Supplied records Start Marker

PR #351, opened 2016-12-16
fixes top level lint command

delambo:
Here's my idea: We should configure one top-level lint command that lints against all of the packages and that references our kyt linter configuration. That should simplify the monorepo and give us a chance to do some dog wolfing of our own linter configuration.

### DIFF
--- a/.travis.yml
+++ b/.travis.yml
@@ -1,4 +1,4 @@
 language: node_js
 node_js:
   - 6.0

Supplied records End Marker

**Work to be completed:**
For this exercise, please copy exactly the lines from the one holding "fixes top level lint command" through the end of the records, the first and last included.

**Answer section:**
fixes top level lint command

delambo:
Here's my idea: We should configure one top-level lint command that lints against all of the packages and that references our kyt linter configuration. That should simplify the monorepo and give us a chance to do some dog wolfing of our own linter configuration.

### DIFF
--- a/.travis.yml
+++ b/.travis.yml
@@ -1,4 +1,4 @@
 language: node_js
 node_js:
   - 6.0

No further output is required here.